As a side note, another awesome page, this time just for ARKit :

https://github.com/olucurious/Awesome-ARKit


There is an article again about how to integrate placenote SDK (which has already been covered in a previous post).

https://virtualrealitypop.com/building-an-ar-house-manual-for-your-airbnb-with-arkit-placenote-sdk-99422fa6029f

This also discloses how that works.

Placenote SDK uses a custom feature detection algorithm that looks for “smart” features in the environment that it thinks can be found persistently across AR sessions. This feature detection is independent of ARKit feature tracking and runs in a parallel thread as you move your phone around.

The collection of smart features forms a 3D feature map of the space that can be saved and uploaded to the Placenote Cloud

Looks like the current approaches are circling around object detection.

What can be seen by playing around with both object detection and placenote: They have currently some limitations. One thing is for sure, you can have a pretty amusing time, especially with the object detection example program! It detects stethoscopes all around!

Placenote experiment

https://placenote.com/ provides a software and service for registration of 3D scenes in AR: https://vertical.ai/.

To put it simply, Placenote lets you build AR apps that permanently place augmented reality content in precise locations, indoors and outdoors. Placenote does not need GPS, markers or beacons for geolocation. Instead, it uses an advanced computer vision system to provide an additional layer of mapping and persistent visual positioning to mobile AR apps built in Unity or Native Scenekit.

I have registered and built the example by using their kit.

https://placenote.com/documentation/

The sample allows you to position objects in a AR session and save the map to their service. Then in a consecutive AR session you can load the saved map again. The sample seems to work pretty well and successfully re-positions the objects. The accuracy is not very high, objects can be a bit off the intended position. If the starting position is very different (other side of a room) it doesn’t place the objects.

The source code of the sample is also available on github https://github.com/Placenote.

Official Kick Off

Kick off

We met in Zürich yesterday for the official kick off for the master thesis work.
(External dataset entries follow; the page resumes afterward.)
PR #257, opened 2024-06-24
feat: support separate maxHeights for facets and results tables

crfmc:
Corresponds to [Trello ticket 250](https://trello.com/c/pelxx3O1/250-smaht-embedded-table-scroll-functionality?filter=member:crfmc).
- Support separate maxHeights for facets and results tables


Bianca-Morris (approved):

src/components/browse/components/ControlsAndResults.js
```diff
@@ -75,8 +75,10 @@ export class ControlsAndResults extends React.PureComponent {
             isOwnPage = true,         // <- False when rendered by EmbeddedSearchView, else is true when from a SearchView
             isContextLoading = false, // <- Only applicable for EmbeddedSearchView, passed in by VirtualHrefController only, else is false always since we initialize immediately over search-response context that already has first 25 results
 
-            // From EmbeddedSearchView/manual-entry, used if isOwnPage is true
-            maxHeight = SearchResultTable.defaultProps.maxHeight,
+            // From EmbeddedSearchView/manual-entry, used if isOwnPage is true,
+            maxHeight,
+            maxFacetsBodyHeight = SearchResultTable.defaultProps.maxHeight,
```
utku-ozturk, line 80: @crfmc  It looks like `SearchResultTable.defaultProps.maxHeight `does not exist anymore. Is it ok that both `maxFacetsBodyHeight` and `maxResultsBodyHeight` are set as undefined?

utku-ozturk:
@crfmc I have tested it in 4DN locally. I think, we need to update static sections or pages that are using embedded search table with facets (we need to pass a prop?). For instance, when I run [this page](https://mastertest.4dnucleome.org/static-sections/4570c6b5-dad9-4f34-b366-9895b461334d/) in localhost, I am getting the client-side error below:

Screen Shot 2024-07-03 at 15 35 35

utku-ozturk:
Update: Adding maxHeight to defaultProps looks fixed it.

src/components/browse/components/ControlsAndResults.js
crfmc: Thank you for pointing this out! Yes I was running into the same error on CGAP, I am adding maxHeight back to defaultProps.

crfmc: Should work properly now on CGAP and Fourfront

utku-ozturk (approved):
Yeah, I've re-tested 0.1.86b3 locally, it looks good to me! thanks for the fix.

PR #262, opened 2024-09-06
Bug Fix - Table of Content props.children handling

utku-ozturk:
This fixes the "`props.children` used to be an array" assumption and converts non-array children to arrays before iterating through them.


Onurcankaratay (approved):

utku-ozturk:
[Bug - TOC generation fails for mixed types of static content (RST-MD.. etc.)](https://trello.com/c/q46uaJsd/342-bug-toc-generation-fails-for-mixed-types-of-static-content-rst-md-etc)

PR #263, opened 2024-12-17
Bm browse view

Bianca-Morris:
**Changelog:**
- Add a means of hiding the sticky footer that appears on SearchView when `currentAction` = `multiselect` (`hideStickyFooter` prop)
- Add a means of bypassing the use of `SelectedItemsController` in `SearchView` directly when `currentAction` = `multiselect` (`useCustomSelectionController` prop)
- Add an alternative layout to `AboveTableControlsBase` for SMaHT `BrowseView` table
  - Rename `RightButtonsSection` to `ColumnCustomizationButtons`, since they will no longer always be on the right side
  - Additional customization for `ColumnCustomizationButtons` (including button child styling, rendering without wrapper div)
- Rework `bytesToLargerUnit` to allow showing only unit or only value

**Related SMaHT PR:**
- https://github.com/smaht-dac/smaht-portal/pull/305

**Related Trello Ticket:**
- https://trello.com/c/kHZnft8v/370-production-data-table-v1-implementation


utku-ozturk:
@Bianca-Morris FYI, I pushed two minor commits to make it work with 4DN. (otherwise, it doesn't render the button styles)

Screen Shot 2024-12-24 at 13 48 22

PR #214, opened 2018-08-02
Fix item's error about missing terrain

mjtorn:
The error seems benign and temporary, probably related to
how the scene node tree is set up, so just checking `has_node()`
in advance makes it behave better.


mjtorn:
Should not have opened this, sorry, duplicate of #210

PR #215, opened 2018-08-03
Show tooltip, as controlled by AM, only when it has text

mjtorn:
The action-menu code interacts with showing the tooltip,
and if an item doesn't have tooltip text, but the tooltip
is configured to have a background, an empty background
would show up without this.

It's annoying and fortunately fixed now.

### DIFF
--- a/device/globals/game.gd
+++ b/device/globals/game.gd
@@ -88,9 +88,10 @@ func mouse_enter(obj):
 			vm.hover_begin(obj)
 	else:
 		if current_action != "" && current_tool != null:
-			text = tr(current_action + ".combine_id")
-			text = text.replace("%2", tr(tt))
-			text = text.replace("%1", tr(current_tool.get_tooltip()))
+			if tt:
+				text = tr(current_action + ".combine_id")
+				text = text.replace("%2", tr(tt))
+				text = text.replace("%1", tr(current_tool.get_tooltip()))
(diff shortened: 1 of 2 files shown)


fleskesvor:
Looks good to me. Is it possible to open the action menu while a tooltip is set, resulting in the tooltip not being hidden when it's supposed to as a result of this and the trigger in https://github.com/godotengine/escoria/blob/master/device/globals/action_menu.gd#L42 ?

mjtorn:
I have not seen an issue with tooltips not being hidden when the action menu is opened.

fleskesvor:
Ok. I'm wondering if it might be better to change

    if $"tooltip" and $"tooltip".text:
        $"tooltip".visible = p_visible

to

    if $"tooltip":
        $"tooltip".visible = p_visible and $"tooltip".text

to safe-guard against such scenarios though? Otherwise there's a chance calling `set_tooltip_visible(false)` to hide the tooltip might not be future-proof.

mjtorn:
@fleskesvor agreed with your reasoning, force-pushed.

Of course I haven't had the opportunity to actually test it, but there's no reason it would fail.

Maybe later today or just hit merge on the sucker.

mjtorn:
Hit it, flesk! I noticed no difference.

fleskesvor:
Great, thanks! :+1:

PR #216, opened 2018-08-06
Fix save load states

mjtorn:
I noticed an anomaly in A Lunar Adventure when continuing an old game.

Room 3 features an NPC going off to do his thing, but when loading, he stands at the start position.

This fixes the situation.

### DIFF
--- a/device/demo/game.esc
+++ b/device/demo/game.esc
@@ -1,3 +1,3 @@
-:load
+:start
 
 change_scene res://demo/rooms/test/test.tscn
--- a/device/globals/esc_compile.gd
+++ b/device/globals/esc_compile.gd
@@ -27,7 +27,7 @@ var commands = {
 	"walk_block": { "min_args": 2 },
 	"turn_to": { "min_args": 2 },
 	"set_angle": { "min_args": 2 },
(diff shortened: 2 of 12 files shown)


mjtorn:
FWIW I think this might fix all save games, though the demo of our next game probably won't feature manual saving.

mjtorn:
Pushed an extra commit that doesn't break starting a new game. Introducing a new event keyword is totally worth it!

If there's something trivial wrong with this, I would appreciate someone else squashing it, like if it's wording in the documentation or whatever, to facilitate a quick merge.

Sorry for not catching this all that time ago, it's because of stress.

mjtorn:
Though I did force-push an update for the demo scene ;) Disclaimer: I didn't get around to testing it, but it's used in a real game now, so it has to work at least a little.

mjtorn:
I rebased this on master now. Basically just uses regular angles as well; not doing that would have caused mad conflicts.

mjtorn:
There is always the risk that minor fixing will be required because the test cases aren't formally adequate, but this has been in use for quite a while with us. So I'm merging it, merci beaucoup!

We came up with the following goals for the next week:

  • Work out a coarse plan for the master thesis work (until Februar 2019)
  • In a first step implement a manual re-registration in the ARchi VR app:  https://itunes.apple.com/il/app/archi-vr/id1317896781?mt=8
  • In a second step, investigate what can be automated in this process. E. g. edge detection, AR code, text recognition.

Discovery

Until now the time was spent with a discovery in the augmented reality (AR) environment. An investigation in the state of the art technologies have been conducted. From ARKit on iOS to ARCore on Android – a basic deep dive into the technology.

I have also got a access to the source code of ARchi VR which is located on a not public repository on the ZHAW github: https://github.engineering.zhaw.ch/acke/ARchiVR. I looked into the code and built and slightly adapted the sources to get a feeling for the ARKit technology in use and https://github.com/archilogic-com/3dio-js from https://3d.io/ by Archilogic, Zurich.

Also some basic business model considerations have been looked at, like usages in the maintenance environment (VR and AR, e. g. remote maintenance) or the area of the AR cloud, e. g. https://medium.com/super-ventures-blog/arkit-and-arcore-will-not-usher-massive-adoption-of-mobile-ar-da3d87f7e5ad.

Einleitung

Dies ist der Blog zu meiner Master Arbeit. Ich werde hier das Projekt dokumentieren und den Fortschritt und die gewonnenen Erkenntnisse festhalten.